Пушкин: Ревность (Катаева) - страница 5

На святость сил точно не хватит, нервы сдадут, он станет по мелочи юродствовать. Этот путь — довольно простой, легкий в работе, сильно освобождающий от обременительных условностей, больше времени дающий потратить на себя.

Ну, тут и я, с круглыми желтыми плечами.


ЛИЗА (голенькая): Всегда есть какой-то знак, которым можно себя пометить: я еще женщина, я еще хочу нравиться. Возможно, какие-то вдовые римские матроны подбирали как-то по-особому, по-девичьи складки на плече — и это тоже было не по возрасту, над этим смеялись, но зеркало, в которое всматривались с исступлением, не могло не начинать своей магии: непрерывный, неотрывный взгляд собирал широкий поток сознания в узкий луч, как свет целого яркого солнечного дня круглая линза собирает в жгучий, жгущий, острее ножа и тоньше спицы, смертоносный луч, от которого может выгореть целый город.
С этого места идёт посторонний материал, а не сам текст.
PR #1906, opened 2026-07-29
Release zcash-swift-wallet-sdk 2.8.0-rc.2

nuttycom:
Release zcash-swift-wallet-sdk version 2.8.0-rc.2

- **rust: handle non_exhaustive BirthdayError match**
- **[#1902] Watch all of rust/src so the generated header cannot go stale**
- **[#1901] Build every Apple architecture in one cargo invocation**
- **Update to latest librustzcash releases.**
- **Prepare SDK release 2.8.0-rc.2**

### DIFF
--- a/Cargo.toml
+++ b/Cargo.toml
@@ -21,7 +21,7 @@ ff = "0.13"
 sapling = { package = "sapling-crypto", version = "0.7", default-features = false }
 transparent = { package = "zcash_transparent", version = "0.10", default-features = false }
 zcash_address = { version = "0.13" }
-zcash_client_backend = { version = "0.24.0-rc.4", features = [
+zcash_client_backend = { version = "0.24.0-rc.5", features = [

Так страстный, в ужасе перед неизбежным цепляющийся за невидимые постороннему признаки молодости взгляд сосредотачивается до силы смертельного оружия — губит только себя самое, — и зеркало поддается. Плавится, расходится кругами, волнами как от брошенного камня, заманивает в зазеркалье — и черты рябят в зыби магического зеркала, поднимаются щеки, распрямляется шея, вспухает кожа, приоткрываются губы. Ровней и острей становятся зубы, пушистее брови, мягче волосы, короче носик, свежее колер, кажется, даже аромат яблок — аромат чистой, молодой кожи — с легкостью пара струится вокруг зеркала, — ну а плечи, плечи-то — они, и без зеркала видно, — они круглы, полны, аппетитны, они не изменяют, они мое украшение, они все еще хороши. Мне не пристало их скрывать. Пусть стареет Пушкин, а я буду молодеть.


МАСКА: Втянувшая в придворный плен, исковеркавшая судьбу. Наталья. Или он сам хотел попасться в этот плен?
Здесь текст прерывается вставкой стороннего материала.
PR #1915, opened 2026-07-30
Vendor proposal.proto from librustzcash by script, and check it in CI

dannywillems:
Ports the fix from zcash-android-wallet-sdk#2093. This repository has the same
gap, and the same drift.

`Sources/ZcashLightClientKit/Modules/Service/GRPC/ProtoBuf/proto/proposal.proto`
is a hand-copied snapshot of `zcash_client_backend/proto/proposal.proto`.
Nothing recorded where it came from and nothing checked it. It is currently
missing `ValuePool.Ironwood`, `Proposal.confirmationsPolicy`,
`Proposal.proposedVersion`, `TransactionBalance.dummyOutputs` and
`ChangeValue.isEphemeral`. libzcashlc keeps encoding proposals with the pinned
crate schema, so every field the copy lacks is one Swift cannot read.

## What this adds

НАТАЛЬЯ НИКОЛАЕВНА: Зловещие январские дни. Сначала был январь 37-го года — и сама по себе цифра какая-то страшная, корявая, такую нигде красиво не напишешь, ни округлости одной, ни благообразия, для девятнадцатого века — тысяча — восемьсот — тут уж одно благолепие, бесконечность, благополучие — и на тебе, сучками, закорючками едет оборванная тройка и страшный топор семерки. А ведь потом каждый год — январь. Как ни отвлекись мыслью, как ни засобирайся куда на вечер или к себе ни жди — а темнеет всегда в январе рано, еще столько времени — до гостей, до людей, до почты утренней — и сумерки заходят, и вспоминать приходится все одно и то же. Как ни говорят про меня, что я мужа не любила, может, и не любила, я уже сейчас не помню, помню только, что перегруженно с ним было, это правда, хотелось бы чего-то более гладкого, простого — хоть мне не выбирать, ни к чему и жаловаться, — но умер он у меня в доме, я была ближайшим к нему человеком, все его предсмертие проходило через меня, докладывали о каждом вздохе и хрипе — мне, да еще требовали рассудительности, я знала, что он умрет, и вот пять этих страшных январских вечеров — у нас ведь в январе петербургском — всегда вечер, если уж не ночь, — надо было прожить. Знать, что его на ночь увезут в церковь — еще страшнее.